» **The problem**
Where does the string "work" appear in the records? Copy each line that holds it.

[Saved data entries]
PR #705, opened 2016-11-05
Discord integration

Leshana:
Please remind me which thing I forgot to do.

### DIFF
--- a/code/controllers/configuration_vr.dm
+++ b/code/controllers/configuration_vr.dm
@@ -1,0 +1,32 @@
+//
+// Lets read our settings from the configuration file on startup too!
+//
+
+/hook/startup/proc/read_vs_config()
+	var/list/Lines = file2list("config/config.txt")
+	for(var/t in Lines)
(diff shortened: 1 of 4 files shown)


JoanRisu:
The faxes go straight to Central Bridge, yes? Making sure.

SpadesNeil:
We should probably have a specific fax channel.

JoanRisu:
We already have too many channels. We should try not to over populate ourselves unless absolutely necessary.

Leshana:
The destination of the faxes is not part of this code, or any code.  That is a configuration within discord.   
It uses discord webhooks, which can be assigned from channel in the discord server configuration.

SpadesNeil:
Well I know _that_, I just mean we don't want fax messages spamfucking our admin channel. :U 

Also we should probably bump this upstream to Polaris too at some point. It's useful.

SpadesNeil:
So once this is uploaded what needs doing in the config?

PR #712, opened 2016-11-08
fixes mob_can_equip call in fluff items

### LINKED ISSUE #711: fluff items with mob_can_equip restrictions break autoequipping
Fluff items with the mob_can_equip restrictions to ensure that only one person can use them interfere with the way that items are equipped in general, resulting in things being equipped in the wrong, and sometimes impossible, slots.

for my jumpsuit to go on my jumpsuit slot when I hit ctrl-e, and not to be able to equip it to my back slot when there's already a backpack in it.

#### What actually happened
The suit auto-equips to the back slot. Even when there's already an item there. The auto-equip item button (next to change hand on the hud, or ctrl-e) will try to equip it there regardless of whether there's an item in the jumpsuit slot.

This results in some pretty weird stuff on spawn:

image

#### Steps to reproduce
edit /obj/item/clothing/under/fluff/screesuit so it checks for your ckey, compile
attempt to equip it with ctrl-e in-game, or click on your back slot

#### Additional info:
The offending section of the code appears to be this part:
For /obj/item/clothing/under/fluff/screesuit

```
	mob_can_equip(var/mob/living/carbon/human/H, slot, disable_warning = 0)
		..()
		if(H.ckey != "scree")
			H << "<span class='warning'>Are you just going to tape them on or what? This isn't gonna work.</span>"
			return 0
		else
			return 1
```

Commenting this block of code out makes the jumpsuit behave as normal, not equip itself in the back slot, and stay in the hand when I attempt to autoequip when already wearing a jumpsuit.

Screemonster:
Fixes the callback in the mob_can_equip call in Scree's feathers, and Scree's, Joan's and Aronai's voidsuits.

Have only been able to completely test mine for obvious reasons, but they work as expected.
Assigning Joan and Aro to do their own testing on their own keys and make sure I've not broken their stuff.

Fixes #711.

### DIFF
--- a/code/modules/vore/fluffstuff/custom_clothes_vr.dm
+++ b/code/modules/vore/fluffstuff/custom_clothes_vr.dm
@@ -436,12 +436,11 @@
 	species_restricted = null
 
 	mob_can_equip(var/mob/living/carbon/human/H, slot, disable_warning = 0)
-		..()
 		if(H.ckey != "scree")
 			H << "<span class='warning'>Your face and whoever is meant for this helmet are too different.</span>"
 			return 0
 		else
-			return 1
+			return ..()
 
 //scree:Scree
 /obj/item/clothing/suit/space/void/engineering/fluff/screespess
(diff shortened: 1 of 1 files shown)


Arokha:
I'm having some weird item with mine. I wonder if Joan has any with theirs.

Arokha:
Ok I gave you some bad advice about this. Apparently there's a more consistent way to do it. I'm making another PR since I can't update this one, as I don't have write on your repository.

» **Output for this exercise**
			H << "<span class='warning'>Are you just going to tape them on or what? This isn't gonna work.</span>"
Have only been able to completely test mine for obvious reasons, but they work as expected.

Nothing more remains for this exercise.